Data entries.
────────────────────

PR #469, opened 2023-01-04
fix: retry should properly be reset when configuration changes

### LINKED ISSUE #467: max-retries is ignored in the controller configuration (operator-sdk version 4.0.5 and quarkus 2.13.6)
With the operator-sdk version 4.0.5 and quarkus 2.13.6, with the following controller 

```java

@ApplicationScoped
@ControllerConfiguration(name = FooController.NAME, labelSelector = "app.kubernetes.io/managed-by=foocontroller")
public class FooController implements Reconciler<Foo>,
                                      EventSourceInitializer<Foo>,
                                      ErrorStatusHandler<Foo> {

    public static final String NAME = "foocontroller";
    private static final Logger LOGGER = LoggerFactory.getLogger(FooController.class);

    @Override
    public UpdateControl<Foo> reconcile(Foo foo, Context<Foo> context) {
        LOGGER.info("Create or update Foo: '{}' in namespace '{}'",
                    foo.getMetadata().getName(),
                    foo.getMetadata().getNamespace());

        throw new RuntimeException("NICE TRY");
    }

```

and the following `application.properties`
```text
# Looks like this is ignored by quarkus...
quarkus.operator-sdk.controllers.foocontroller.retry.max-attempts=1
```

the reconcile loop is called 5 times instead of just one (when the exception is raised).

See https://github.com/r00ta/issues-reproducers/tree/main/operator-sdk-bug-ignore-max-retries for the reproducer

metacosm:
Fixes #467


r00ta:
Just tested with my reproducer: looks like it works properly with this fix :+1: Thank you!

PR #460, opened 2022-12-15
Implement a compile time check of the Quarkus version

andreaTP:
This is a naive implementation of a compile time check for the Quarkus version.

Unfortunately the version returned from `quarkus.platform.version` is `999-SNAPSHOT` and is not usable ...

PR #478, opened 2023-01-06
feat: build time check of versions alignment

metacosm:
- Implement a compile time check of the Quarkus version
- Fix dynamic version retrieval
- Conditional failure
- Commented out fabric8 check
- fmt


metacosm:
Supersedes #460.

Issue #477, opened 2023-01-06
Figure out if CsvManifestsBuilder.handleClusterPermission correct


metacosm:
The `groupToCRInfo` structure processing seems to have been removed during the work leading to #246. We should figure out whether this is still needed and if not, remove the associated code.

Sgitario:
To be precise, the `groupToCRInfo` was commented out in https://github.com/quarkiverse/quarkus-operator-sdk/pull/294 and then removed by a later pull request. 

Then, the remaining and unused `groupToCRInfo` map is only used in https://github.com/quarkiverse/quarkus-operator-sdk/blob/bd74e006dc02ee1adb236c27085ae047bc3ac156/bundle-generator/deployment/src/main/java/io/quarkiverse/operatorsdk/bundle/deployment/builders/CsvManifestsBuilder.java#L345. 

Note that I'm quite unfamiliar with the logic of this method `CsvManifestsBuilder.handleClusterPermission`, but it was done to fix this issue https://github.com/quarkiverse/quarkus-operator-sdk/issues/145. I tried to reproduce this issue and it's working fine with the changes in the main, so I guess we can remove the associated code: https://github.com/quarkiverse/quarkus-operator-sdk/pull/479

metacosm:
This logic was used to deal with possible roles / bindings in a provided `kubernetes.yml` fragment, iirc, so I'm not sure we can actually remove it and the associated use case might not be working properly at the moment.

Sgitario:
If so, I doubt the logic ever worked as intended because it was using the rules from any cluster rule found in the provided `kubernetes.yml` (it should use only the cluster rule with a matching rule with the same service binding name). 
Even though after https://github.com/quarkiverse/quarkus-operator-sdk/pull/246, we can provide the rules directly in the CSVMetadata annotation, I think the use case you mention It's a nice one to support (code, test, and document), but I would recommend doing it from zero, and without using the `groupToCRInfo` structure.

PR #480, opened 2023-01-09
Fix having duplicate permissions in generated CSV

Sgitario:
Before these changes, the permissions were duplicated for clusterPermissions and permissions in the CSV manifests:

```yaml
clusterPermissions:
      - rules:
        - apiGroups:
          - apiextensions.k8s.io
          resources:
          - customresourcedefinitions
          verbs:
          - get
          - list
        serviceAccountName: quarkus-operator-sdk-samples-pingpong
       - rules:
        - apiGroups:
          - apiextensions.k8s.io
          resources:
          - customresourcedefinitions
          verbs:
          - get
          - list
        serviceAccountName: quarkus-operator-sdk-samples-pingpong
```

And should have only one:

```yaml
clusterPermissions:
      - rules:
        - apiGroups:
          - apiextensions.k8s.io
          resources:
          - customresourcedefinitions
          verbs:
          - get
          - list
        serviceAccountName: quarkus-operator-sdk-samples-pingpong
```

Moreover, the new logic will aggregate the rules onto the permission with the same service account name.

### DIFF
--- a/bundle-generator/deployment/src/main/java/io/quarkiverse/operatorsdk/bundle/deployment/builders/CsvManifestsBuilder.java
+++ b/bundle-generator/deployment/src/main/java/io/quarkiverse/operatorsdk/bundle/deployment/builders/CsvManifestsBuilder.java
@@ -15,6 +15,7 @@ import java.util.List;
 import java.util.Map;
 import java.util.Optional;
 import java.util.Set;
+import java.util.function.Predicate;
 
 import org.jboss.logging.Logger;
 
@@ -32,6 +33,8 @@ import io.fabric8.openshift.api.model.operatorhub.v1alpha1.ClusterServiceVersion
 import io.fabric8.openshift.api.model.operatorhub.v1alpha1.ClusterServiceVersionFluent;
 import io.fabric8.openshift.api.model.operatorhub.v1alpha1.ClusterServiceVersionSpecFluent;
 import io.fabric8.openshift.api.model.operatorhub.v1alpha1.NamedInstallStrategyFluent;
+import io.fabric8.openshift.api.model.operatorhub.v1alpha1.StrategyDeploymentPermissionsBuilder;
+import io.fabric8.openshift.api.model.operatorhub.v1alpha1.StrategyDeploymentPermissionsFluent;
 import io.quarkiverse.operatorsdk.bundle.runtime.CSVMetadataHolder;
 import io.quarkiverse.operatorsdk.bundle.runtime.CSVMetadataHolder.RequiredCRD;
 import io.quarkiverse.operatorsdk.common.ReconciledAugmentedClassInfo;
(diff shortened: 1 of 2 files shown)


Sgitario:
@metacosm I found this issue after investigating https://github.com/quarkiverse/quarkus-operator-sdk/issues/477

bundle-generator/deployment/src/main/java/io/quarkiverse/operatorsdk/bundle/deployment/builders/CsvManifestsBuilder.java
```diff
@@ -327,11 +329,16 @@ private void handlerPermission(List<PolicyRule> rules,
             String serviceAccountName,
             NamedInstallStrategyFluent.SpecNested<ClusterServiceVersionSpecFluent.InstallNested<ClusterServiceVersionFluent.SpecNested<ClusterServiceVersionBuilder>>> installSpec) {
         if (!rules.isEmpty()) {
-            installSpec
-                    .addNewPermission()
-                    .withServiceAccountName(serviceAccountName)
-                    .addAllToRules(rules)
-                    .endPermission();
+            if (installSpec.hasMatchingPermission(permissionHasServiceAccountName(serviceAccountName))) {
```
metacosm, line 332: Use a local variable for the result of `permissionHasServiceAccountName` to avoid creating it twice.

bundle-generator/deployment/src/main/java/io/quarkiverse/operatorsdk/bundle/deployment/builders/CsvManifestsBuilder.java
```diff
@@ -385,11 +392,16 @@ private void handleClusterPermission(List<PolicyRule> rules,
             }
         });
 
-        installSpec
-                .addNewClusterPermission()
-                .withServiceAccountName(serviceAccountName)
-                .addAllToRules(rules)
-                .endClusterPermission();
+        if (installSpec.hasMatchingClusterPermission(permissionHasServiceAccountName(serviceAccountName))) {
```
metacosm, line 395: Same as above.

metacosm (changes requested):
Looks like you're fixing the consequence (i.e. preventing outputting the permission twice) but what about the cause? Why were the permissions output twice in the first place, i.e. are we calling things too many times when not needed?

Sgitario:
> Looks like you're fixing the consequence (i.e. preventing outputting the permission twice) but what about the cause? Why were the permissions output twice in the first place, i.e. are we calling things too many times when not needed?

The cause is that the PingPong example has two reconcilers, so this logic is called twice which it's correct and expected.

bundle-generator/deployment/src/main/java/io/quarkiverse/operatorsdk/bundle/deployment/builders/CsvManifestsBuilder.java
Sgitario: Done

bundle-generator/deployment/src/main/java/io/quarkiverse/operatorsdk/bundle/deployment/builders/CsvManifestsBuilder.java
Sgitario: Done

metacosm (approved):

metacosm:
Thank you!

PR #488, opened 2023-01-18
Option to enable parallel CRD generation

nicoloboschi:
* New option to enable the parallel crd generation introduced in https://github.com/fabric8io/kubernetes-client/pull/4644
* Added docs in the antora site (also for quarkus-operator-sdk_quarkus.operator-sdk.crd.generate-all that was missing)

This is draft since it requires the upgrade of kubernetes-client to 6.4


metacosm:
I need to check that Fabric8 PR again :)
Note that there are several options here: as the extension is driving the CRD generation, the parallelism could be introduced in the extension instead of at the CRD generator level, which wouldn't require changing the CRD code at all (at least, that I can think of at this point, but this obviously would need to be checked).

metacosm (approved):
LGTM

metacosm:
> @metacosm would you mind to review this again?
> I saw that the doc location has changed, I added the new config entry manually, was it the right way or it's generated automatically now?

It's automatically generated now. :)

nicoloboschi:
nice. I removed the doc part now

────────────────────

PROBLEM DETAILS. Copy out only the lines above from the one with "Note that I'm" to the one with "If so, I doubt", inclusive, exactly as they stand.

OUTPUT FOR THIS TASK.
Note that I'm quite unfamiliar with the logic of this method `CsvManifestsBuilder.handleClusterPermission`, but it was done to fix this issue https://github.com/quarkiverse/quarkus-operator-sdk/issues/145. I tried to reproduce this issue and it's working fine with the changes in the main, so I guess we can remove the associated code: https://github.com/quarkiverse/quarkus-operator-sdk/pull/479

metacosm:
This logic was used to deal with possible roles / bindings in a provided `kubernetes.yml` fragment, iirc, so I'm not sure we can actually remove it and the associated use case might not be working properly at the moment.

Sgitario:
If so, I doubt the logic ever worked as intended because it was using the rules from any cluster rule found in the provided `kubernetes.yml` (it should use only the cluster rule with a matching rule with the same service binding name). 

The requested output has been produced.